How life looks right about now

My wrist has been hurting for several months. First I blamed it on a particularly thunderous shot on goal that I was barely able to dampen with my doomed outstretched hands. I watched the shot come, too. Not just because he launched the ball from the mid-point of a futsol court, but because before his shot he stopped the ball, squared his hips, stared at me, and marshalled all his energy like some anime character. I blocked the shot, somehow, but my wrist hasn’t stopped hurting since.

As the weeks wore on, another theory asserted itself. Maybe it’s carpal tunnel syndrome? I work on my laptop all day, and my series of home perches aren’t particularly ergonomic. I’ve got the couch I’m slumped into now, which makes every effort to curve your body like a YCMA or Sesame Street character trying to form the letter C. I’ve got my bed, which, as you might have gathered from the name, is a bed. And then there’s my new office, which is less an office than a broomcloset with speakers. The desk in there was meant for the dump – which New Zealanders call the “tip” — but I determined that a ramshackle, too-short desk was better than nothing, and now my wrists and back are telling me that I was very wrong indeed.

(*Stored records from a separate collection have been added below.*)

PR #2681, opened 2023-09-18
Remove "excluded" grading items from ungraded pool

RichDom2185:
### Description

Closes #2662. Part of #2665. Refer to the linked issue for details.

### Type of change

- [x] Bug fix (non-breaking change which fixes an issue)
- [ ] New feature (non-breaking change which adds functionality)
- [ ] Breaking change (fix or feature that would cause existing functionality to not work as expected)
- [ ] This change requires a documentation update
- [ ] Code quality improvements

### Checklist

- [x] I have tested this code
- [ ] I have updated the documentation

PR #2686, opened 2023-09-22
Fix `GradingSubmissionsTable` and `GradingSummary` behavior

RichDom2185:
### Description

Follows up from #2681 with improvements to the code quality as well as fixing incorrect/inconsistent behaviour.

### Type of change

### Checklist

- [x] I have tested this code

### DIFF
--- a/src/features/grading/GradingUtils.ts
+++ b/src/features/grading/GradingUtils.ts
@@ -3,10 +3,10 @@ import { GradingStatuses } from 'src/commons/assessment/AssessmentTypes';
 import { GradingOverview } from './GradingTypes';
 
 export const isSubmissionUngraded = (s: GradingOverview): boolean => {
-  const isNotSubmitted = s.submissionStatus !== 'submitted';
+  const isSubmitted = s.submissionStatus === 'submitted';
   const isNotGraded =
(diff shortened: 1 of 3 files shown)


sayomaki (commented):
One small comment, if the excluded submissions have already been filtered by `Grading.tsx`, is it still required to be checked in `isSubmissionsUngraded`? Apart from that, everything looks great to me!

RichDom2185:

I’m in this glorified spider hole with wifi because my family has reoriented the house. I won’t bore you exactly with which kid moved into which room and why, but suffice it to say that in the forest three paths diverged, and I, ow, I took the most painful one. The things we do for our kids. The things we do for our kids that they studiously do not even notice. You’ll thank me one day, kids! Except they won’t. And if I raise my arm to holler at them, it will hurt.

I’ve been solo-parenting for a few weeks, and I have a few weeks to go. My blog posts aren’t being posted correctly to my server, so I should fix that. (In fact, if you’re reading this, it’s possible — but falling short of “likely” — that I did fix it. I played futsal last night and lost to a much better team. It probably helped that I wasn’t in goal. On account of the wrist and all.